▶ What this task involves: Pull every line that holds the word "unless" from the entries.

▶ Saved entries:
= = = = = = =

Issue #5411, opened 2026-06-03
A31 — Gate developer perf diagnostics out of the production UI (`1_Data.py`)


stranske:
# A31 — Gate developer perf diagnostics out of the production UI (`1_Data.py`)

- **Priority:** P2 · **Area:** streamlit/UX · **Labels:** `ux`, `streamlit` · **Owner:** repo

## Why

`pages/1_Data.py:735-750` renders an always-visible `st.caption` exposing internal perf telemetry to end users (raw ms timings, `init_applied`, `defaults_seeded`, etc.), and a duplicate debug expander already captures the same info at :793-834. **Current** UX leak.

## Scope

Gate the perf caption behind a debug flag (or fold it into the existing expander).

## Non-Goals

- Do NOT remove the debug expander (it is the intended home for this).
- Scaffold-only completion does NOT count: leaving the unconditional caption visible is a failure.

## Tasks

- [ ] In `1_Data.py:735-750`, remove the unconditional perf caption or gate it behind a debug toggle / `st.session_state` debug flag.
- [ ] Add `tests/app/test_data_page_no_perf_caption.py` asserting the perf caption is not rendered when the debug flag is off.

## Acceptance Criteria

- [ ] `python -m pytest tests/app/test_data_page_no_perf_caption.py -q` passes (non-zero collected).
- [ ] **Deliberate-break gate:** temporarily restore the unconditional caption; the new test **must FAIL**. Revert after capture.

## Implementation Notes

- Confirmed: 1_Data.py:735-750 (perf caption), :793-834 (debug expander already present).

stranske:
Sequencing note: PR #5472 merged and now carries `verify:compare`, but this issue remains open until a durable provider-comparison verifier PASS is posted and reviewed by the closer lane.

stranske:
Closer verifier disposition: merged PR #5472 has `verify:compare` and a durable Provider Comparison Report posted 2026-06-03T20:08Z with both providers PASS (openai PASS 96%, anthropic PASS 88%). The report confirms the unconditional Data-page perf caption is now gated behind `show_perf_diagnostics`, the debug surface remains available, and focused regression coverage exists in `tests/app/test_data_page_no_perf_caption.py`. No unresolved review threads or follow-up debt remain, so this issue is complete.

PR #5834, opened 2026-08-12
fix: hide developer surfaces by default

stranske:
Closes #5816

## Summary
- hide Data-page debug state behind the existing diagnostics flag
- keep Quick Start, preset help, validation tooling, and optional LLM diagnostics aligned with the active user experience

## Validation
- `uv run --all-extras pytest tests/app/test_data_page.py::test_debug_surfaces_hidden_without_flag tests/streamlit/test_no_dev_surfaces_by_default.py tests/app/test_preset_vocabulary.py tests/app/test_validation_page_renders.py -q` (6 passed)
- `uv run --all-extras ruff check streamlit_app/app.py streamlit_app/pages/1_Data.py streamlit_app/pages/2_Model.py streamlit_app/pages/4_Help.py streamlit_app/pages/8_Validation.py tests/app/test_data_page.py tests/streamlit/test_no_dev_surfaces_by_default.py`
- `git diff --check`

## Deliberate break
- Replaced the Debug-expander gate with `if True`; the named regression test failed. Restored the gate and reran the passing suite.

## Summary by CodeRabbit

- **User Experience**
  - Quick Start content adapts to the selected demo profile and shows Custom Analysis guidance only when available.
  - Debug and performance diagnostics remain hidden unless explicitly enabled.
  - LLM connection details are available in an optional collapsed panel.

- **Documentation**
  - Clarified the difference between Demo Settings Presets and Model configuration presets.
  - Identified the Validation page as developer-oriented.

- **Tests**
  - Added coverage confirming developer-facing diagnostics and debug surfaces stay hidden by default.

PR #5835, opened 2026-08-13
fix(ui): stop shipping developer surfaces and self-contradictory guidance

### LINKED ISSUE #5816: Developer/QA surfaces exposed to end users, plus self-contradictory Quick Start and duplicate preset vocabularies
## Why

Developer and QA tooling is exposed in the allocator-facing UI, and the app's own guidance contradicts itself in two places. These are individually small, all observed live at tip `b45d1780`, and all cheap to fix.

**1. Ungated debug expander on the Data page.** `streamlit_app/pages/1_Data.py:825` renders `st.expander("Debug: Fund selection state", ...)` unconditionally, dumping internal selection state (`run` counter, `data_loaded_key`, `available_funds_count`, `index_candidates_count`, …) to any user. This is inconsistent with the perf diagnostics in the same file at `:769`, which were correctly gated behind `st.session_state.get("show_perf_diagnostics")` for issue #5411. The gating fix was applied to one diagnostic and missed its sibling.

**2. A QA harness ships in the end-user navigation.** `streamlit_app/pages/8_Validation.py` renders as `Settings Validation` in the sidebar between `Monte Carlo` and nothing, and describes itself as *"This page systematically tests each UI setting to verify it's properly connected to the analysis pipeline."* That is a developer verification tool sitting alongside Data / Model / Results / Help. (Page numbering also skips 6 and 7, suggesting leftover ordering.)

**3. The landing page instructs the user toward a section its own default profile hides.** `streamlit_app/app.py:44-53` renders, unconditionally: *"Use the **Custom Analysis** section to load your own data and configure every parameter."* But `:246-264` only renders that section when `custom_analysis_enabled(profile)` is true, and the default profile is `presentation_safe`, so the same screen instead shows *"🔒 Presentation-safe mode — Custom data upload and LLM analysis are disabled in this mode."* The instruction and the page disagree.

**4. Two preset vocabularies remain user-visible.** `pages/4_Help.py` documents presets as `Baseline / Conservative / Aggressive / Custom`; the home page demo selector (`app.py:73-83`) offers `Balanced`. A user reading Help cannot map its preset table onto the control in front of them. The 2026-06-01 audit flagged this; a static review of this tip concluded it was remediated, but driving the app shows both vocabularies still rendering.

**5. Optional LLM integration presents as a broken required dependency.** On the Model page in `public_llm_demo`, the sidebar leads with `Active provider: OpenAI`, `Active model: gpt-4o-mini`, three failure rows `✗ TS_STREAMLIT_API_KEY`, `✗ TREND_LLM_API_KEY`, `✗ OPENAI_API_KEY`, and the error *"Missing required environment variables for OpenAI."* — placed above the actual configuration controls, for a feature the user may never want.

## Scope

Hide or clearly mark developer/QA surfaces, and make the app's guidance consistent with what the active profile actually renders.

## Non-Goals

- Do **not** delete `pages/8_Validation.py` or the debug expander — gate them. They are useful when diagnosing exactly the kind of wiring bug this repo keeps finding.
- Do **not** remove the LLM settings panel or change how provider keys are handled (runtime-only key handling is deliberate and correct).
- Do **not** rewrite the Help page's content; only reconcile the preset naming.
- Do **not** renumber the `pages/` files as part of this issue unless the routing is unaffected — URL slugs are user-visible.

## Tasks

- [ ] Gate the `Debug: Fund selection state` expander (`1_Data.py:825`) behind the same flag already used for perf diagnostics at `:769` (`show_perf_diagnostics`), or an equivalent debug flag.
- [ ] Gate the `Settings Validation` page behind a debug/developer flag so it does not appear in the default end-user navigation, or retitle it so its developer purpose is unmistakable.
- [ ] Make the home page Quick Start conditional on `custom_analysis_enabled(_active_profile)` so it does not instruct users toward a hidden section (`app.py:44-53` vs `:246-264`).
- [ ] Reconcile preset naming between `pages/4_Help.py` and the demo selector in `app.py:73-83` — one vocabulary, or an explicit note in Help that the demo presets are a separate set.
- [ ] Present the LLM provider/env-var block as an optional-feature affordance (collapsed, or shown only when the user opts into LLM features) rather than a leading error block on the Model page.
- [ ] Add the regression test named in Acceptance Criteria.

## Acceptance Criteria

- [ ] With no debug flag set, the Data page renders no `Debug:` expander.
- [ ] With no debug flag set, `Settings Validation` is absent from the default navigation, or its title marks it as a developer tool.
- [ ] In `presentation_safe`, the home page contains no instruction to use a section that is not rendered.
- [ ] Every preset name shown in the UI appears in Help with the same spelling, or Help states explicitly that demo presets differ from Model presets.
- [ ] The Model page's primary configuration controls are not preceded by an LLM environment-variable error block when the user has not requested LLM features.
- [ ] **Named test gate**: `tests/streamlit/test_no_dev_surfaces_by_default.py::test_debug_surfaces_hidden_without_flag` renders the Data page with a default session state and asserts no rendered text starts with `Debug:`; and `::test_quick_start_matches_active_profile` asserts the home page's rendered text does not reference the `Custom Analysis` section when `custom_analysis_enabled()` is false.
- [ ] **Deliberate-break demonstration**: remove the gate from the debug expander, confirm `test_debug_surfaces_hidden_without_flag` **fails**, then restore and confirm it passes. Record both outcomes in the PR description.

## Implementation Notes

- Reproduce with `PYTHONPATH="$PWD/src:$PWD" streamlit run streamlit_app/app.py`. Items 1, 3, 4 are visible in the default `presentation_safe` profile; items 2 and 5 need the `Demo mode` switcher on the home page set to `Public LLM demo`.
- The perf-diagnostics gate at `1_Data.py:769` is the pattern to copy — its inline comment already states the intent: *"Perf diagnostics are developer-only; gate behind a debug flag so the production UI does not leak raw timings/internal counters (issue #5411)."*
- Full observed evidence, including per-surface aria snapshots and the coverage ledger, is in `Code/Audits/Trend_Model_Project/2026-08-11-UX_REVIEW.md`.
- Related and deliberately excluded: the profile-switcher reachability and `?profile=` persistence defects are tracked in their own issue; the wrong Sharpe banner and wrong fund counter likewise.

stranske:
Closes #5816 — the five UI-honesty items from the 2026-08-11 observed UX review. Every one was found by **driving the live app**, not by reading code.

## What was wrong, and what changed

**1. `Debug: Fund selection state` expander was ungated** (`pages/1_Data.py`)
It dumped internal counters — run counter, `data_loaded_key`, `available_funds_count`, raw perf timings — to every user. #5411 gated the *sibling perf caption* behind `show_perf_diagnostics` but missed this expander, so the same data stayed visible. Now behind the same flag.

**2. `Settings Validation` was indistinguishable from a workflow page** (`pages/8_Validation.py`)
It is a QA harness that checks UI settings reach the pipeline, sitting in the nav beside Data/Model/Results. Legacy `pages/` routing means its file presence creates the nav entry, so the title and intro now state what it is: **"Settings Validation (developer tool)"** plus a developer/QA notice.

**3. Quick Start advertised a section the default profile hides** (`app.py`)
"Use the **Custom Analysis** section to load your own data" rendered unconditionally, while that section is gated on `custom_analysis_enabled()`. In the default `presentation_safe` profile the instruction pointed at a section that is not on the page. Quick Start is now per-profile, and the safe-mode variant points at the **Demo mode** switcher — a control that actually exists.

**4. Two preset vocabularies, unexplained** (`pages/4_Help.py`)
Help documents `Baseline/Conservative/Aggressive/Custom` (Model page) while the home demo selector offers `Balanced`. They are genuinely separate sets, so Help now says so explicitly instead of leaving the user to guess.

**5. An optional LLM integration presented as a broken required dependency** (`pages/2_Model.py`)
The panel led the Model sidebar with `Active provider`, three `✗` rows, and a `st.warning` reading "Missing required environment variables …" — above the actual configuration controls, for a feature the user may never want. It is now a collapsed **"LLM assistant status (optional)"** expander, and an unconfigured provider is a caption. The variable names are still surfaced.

= = = = = = =

▶ Answer box:
  - Debug and performance diagnostics remain hidden unless explicitly enabled.
- Do **not** renumber the `pages/` files as part of this issue unless the routing is unaffected — URL slugs are user-visible.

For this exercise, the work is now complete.